• _WHAT IS NEEDED_
Read the material below and count the lines holding the string "when". Give that count with nothing added.
※
PR #78, opened 2021-10-31
Update meta tags + theme color for Angelfish release

jishaal:
Draft PR to tidy meta tags for release + get feedback

### Changes
- Update title + description to better reflect new changes of all DHB data
- Update theme color to match new background
- Add twitter + facebook open graph tags. Need an image to the image preview though it should still work without one (be blank)


app/pages/_app.tsx
```diff
@@ -4,34 +4,34 @@ import Head from "next/head";
 import "../styles/globals.scss";
 
 const metaTags = {
-  title: "Auckland DHB Vaccination Rates to 90%",
+  title: "Aotearoa NZ Vaccination Rates to 90% - Outoflockdown.co",
```
jishaal, line 7: Not sure how we should word the title + description. Appreciate any feedback

andycarrell: I like it one small suggestion:

```suggestion
  title: "Aotearoa NZ Vaccination Rates to 90% - outoflockdown.co",
```

app/pages/_app.tsx
```diff
@@ -4,34 +4,34 @@ import Head from "next/head";
...
   description:
-    "Easily view Auckland's vaccinations to 90% by DHB and the daily progress towards getting out of lockdown.",
+    "Easily view vaccinations to 90% by DHB for Auckland, the rest of New Zealand and the daily progress towards getting out of lockdown.",
```
finnclark, line 9:
```suggestion
    "View vaccination rates for each District Health Board in New Zealand and track the daily progress towards the 90% goal, enabling Kiwis to get out of lockdown.",
```

app/pages/_app.tsx
finnclark: Maybe `New Zealand` instead of `NZ` too?

app/pages/_app.tsx
jishaal: Love it! Ta

jishaal:
Even without the card image, we now get this rendering in Twitter as opposed to nothing

image

https://cards-dev.twitter.com/validator

app/pages/_app.tsx
```diff
@@ -4,34 +4,34 @@ import Head from "next/head";
 import "../styles/globals.scss";
 
 const metaTags = {
-  title: "Auckland DHB Vaccination Rates to 90%",
+  title: "Aotearoa New Zealand Vaccination Rates to 90% - outoflockdown.co",
   description:
-    "Easily view Auckland's vaccinations to 90% by DHB and the daily progress towards getting out of lockdown.",
+    "View vaccination rates for each District Health Board in New Zealand and track the daily progress towards the 90% goal, enabling Kiwis to get out of lockdown.",
```
finnclark, line 9: Sorry minor wording tweak again

```suggestion
    "View vaccination rates for each District Health Board (DHB) in New Zealand and track daily progress towards the 90% goal, enabling Kiwis to get out of lockdown.",
```

finnclark (approved):

app/pages/_app.tsx
```diff
@@ -4,34 +4,34 @@ import Head from "next/head";
 import "../styles/globals.scss";
 
 const metaTags = {
-  title: "Auckland DHB Vaccination Rates to 90%",
+  title: "Aotearoa New Zealand Vaccination Rates to 90% - outoflockdown.co",
   description:
-    "Easily view Auckland's vaccinations to 90% by DHB and the daily progress towards getting out of lockdown.",
+    "View vaccination rates for each District Health Board (DHB) in New Zealand and track daily progress towards the 90% goal, enabling Kiwis to get out of lockdown.",
+  url: "https://outoflockdown.co",
+  imageUrl: "https://outoflockdown.co/preview-cover.png",
```
andycarrell, line 11: Might be worth putting a env var on this - not necessary for now

finnclark (approved):

app/pages/_app.tsx
andycarrell: Actually if we just drop the uri:

```suggestion
  imageUrl: "/preview-cover.png",
```

andycarrell (approved):

app/pages/_app.tsx
jishaal: Will have to be env var based imo may leave for now. Relative won't work since it's not a resource the user/client resolves when they land on the page but rather something the site that the link being shared on tries to resolve

https://stackoverflow.com/questions/9858577/open-graph-can-resolve-relative-url/9858694#9858694

andycarrell: Ah gotcha - That's definitely my bad 🙏 

Let's merge as is, we can add an env var when we're actually battling to debug some stuff

PR #79, opened 2021-10-31
Add endpoint for triggering fetchy boi

theramis:
## Changes
- Added a new endpoint which we can use to trigger fetchy boi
※
• _YOUR RESPONSE_
2